Data for this exercise:
==============================
PR #2165, opened 2024-07-01
Refactor ec2_eip* modules

abikouo:
##### SUMMARY
Refactor ec2_eip,ec2_eip_info modules

##### ISSUE TYPE

- Feature Pull Request

##### COMPONENT NAME

ec2_eip ec2_eip_info


plugins/modules/ec2_eip_info.py
```diff
@@ -91,7 +91,7 @@
       type: str
       sample: "eipassoc-0fe9ce90d6e983e97"
     "domain":
-      description: The network (vpc).
+      description: The network ( vpc).
```
hakbailey, line 94:
```suggestion
      description: The network (vpc).
```

plugins/modules/ec2_eip_info.py
```diff
@@ -18,7 +18,7 @@
   filters:
     description:
       - A dict of filters to apply. Each dict item consists of a filter key and filter
-        value. See U(https://docs.aws.amazon.com/cli/latest/reference/ec2/describe-addresses.html#options)
+        value.  See U(https://docs.aws.amazon.com/cli/latest/reference/ec2/describe-addresses.html#options)
```
hakbailey, line 21:
```suggestion
        value. See U(https://docs.aws.amazon.com/cli/latest/reference/ec2/describe-addresses.html#options)
```

plugins/modules/ec2_eip.py
```diff
@@ -18,28 +18,28 @@
     description:
       - The id of the device for the EIP.
       - Can be an EC2 Instance id or Elastic Network Interface (ENI) id.
-      - When specifying an ENI id, O(in_vpc) must be V(true).
```
hakbailey, line 21: These changes to the documentation block should be reverted, the semantic markup was correct.

plugins/modules/ec2_eip.py
```diff
@@ -234,13 +241,19 @@ class EipError(Exception):
...
+    allow_reassociation: bool,
+    is_instance: bool = True,
+) -> bool:
     if address_is_associated_with_device(ec2, module, address, device_id, is_instance):
-        return {"changed": False}
+        return False
 
     # If we're in check mode, nothing else to do
-    if not check_mode:
+    if not module.check_mode:
```
hakbailey, line 256: For readability, I would suggest maybe setting `address` to `{}` here if it's supplied as `None`, rather than having several `address or {}` checks below. Or better yet, don't make it optional and instead require the check outside this function. Same for a few other functions below.

plugins/modules/ec2_eip.py
```diff
@@ -525,7 +540,7 @@ def allocate_address_from_pool(
     public_ipv4_pool,
     tags,
 ):
-    # type: (EC2Connection, AnsibleAWSModule, str, bool, str) -> Address
+    # type: (Any, AnsibleAWSModule, str, bool, str, Dict) -> Optional[Dict]
```
hakbailey, line 543: Can this be a type hint instead of a comment?

plugins/modules/ec2_eip.py
abikouo: I forgot to rebase my PR

plugins/modules/ec2_eip.py
abikouo: updated.

plugins/modules/ec2_eip.py
```diff
@@ -249,110 +264,127 @@ def associate_ip_and_device(
...
+            address = {}
         try:
-            if address["Domain"] == "vpc":
-                ec2.disassociate_address(AssociationId=address["AssociationId"], aws_retry=True)
+            if address.get("Domain") == "vpc":
+                disassociate_address(ec2, association_id=address.get("AssociationId"))
             else:
-                ec2.disassociate_address(PublicIp=address["PublicIp"], aws_retry=True)
-        except (botocore.exceptions.BotoCoreError, botocore.exceptions.ClientError) as e:
+                # TODO: fix this, 'PublicIP' argument has been deprecated for function 'disassociate_address'
```
alinabuzachis, line 314: Can you please open an issue to keep track of this?

plugins/modules/ec2_eip.py
```diff
@@ -249,110 +264,127 @@ def associate_ip_and_device(
...
+    is_instance: bool = True,
+) -> bool:
     if not address_is_associated_with_device(ec2, module, address, device_id, is_instance):
-        return {"changed": False}
+        return False
 
     # If we're in check mode, nothing else to do
-    if not check_mode:
+    if not module.check_mode:
+        if not address:
```
alinabuzachis, line 308: What do you think about modifying line 632 to something like?

       if device_id:
            address = find_address(ec2, module, public_ip, device_id, is_instance=is_instance) or {}
        else:
            address = find_address(ec2, module, public_ip, None) or {}

and limit these checks?
```
        if not address:
            address = {}
```

alinabuzachis (approved):

plugins/modules/ec2_eip.py
abikouo: I have done some more code refactoring, could you please review once again? Thanks

alinabuzachis (approved):

hakbailey (approved):

PR #2286, opened 2024-09-06
cloudwatchlogs_log_group_metric_filter: add support for unit and dimensions

jmisset-cb:
##### SUMMARY

This PR adds support for the options `unit` and `dimensions` in the `cloudwatchlogs_log_group_metric_filter` module.
This enables configuring `unit` and `dimensions` in Cloudwatch Logs Metricfilters using ansible, which was previously not possible.

The addition is pretty straigthforward since both `unit` and `dimensions` are part of the `metric_transformation` parameter.

`dimensions` and `default_value` are mutually exclusive, however:

1. The AWS API does not fail when both are present, instead the dimensions are simply ignored.
2. Since they are not top-level parameters, the ansible module option `mutually_exclusive` was not possible. Instead a custom check was added to the module that throws an error when both parameters are present.

An integration test has been added for this case, as well as for configuring metric_filters with units and/or dimensions.

The function metricTransformationHandler has been rewritten slightly due to the addition of the two extra optional parameters, to make it a bit more readable.

Happy to get your feedback!

##### ISSUE TYPE

- Feature Pull Request

##### COMPONENT NAME

cloudwatchlogs_log_group_metric_filter

##### ADDITIONAL INFORMATION

```paste below

```


plugins/modules/cloudwatchlogs_log_group_metric_filter.py
```diff
@@ -184,6 +215,12 @@ def main():
         metricTransformation = [camel_dict_to_snake_dict(item) for item in [originMetricTransformations]]
 
     elif state == "present":
+        if (
+            metric_transformation.get("default_value") is not None
+            and metric_transformation.get("dimensions") is not None
+        ):
+            module.fail_json(msg="default_value and dimensions are mutually exclusive.")
```
GomathiselviS, line 222: Since the AWS Boto3 call does not fail or throw an error when both dimensions and default values are provided, can we issue a warning and proceed with the configuration, rather than causing the module to fail?

GomathiselviS (changes requested):
Thank you for working on this PR. Please update the `Return` block of the module documentation with the new parameters.

plugins/modules/cloudwatchlogs_log_group_metric_filter.py
jmisset-cb: That is possible, however personally I prefer it to fail, because if this is only a warning, then:

1. I feel that does increase the risk that this goes unnoticed for the user, and can lead to confusion on why a metric_filter would not work as expected.
2. You will run into idempotency issues, because the dimensions will never actually be configured, so on subsequent runs tasks with both dimensions and default_value will always be 'changed'.

If you still feel this should be a warning instead of a failure, let me know then I will update the PR.

jmisset-cb: Thank you for the quick response by the way. I have updated the `Return` block

GomathiselviS: I would like to know  what @tremble , @alinabuzachis think about throwing a warning instead of an error for the above condition.

plugins/modules/cloudwatchlogs_log_group_metric_filter.py
```diff
@@ -56,7 +56,20 @@
         default_value:
           description:
             - The value to emit when a filter pattern does not match a log event.
+            - The I(default_value) and I(dimensions) options are mutually exclusive.
           type: float
+        unit:
+          description:
```
alinabuzachis, line 62: Can you please add `version_added: 8.3.0` for each of these two new options?

jmisset-cb: Done

alinabuzachis (approved):

GomathiselviS (approved):

alinabuzachis:
@jmisset-cb Can you please rebase this branch?

jmisset-cb:
> @jmisset-cb Can you please rebase this branch?

@alinabuzachis Done!

PR #2297, opened 2024-09-18
Fix sanity errors occurring with the devel branch of ansible

alinabuzachis:
##### SUMMARY

Fix sanity errors occurring with the devel branch of ansible 

```
ERROR: Found 2 pylint issue(s) which need to be resolved:
ERROR: plugins/modules/ec2_vpc_endpoint.py:441:24: used-before-assignment: Using variable 'result' before assignment
ERROR: plugins/modules/ec2_vpc_route_table.py:792:7: used-before-assignment: Using variable 'route_table' before assignment
```
See https://github.com/ansible-collections/amazon.aws/pull/2295

##### ISSUE TYPE

- Bugfix Pull Request
- Docs Pull Request
- Feature Pull Request
- New Module Pull Request

##### ADDITIONAL INFORMATION

```paste below

```

### DIFF
--- a/changelogs/fragments/20240919-sanity_fixes_devel.yml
==============================
In the material above, how many lines have the word "before"? Give that number and nothing else.

2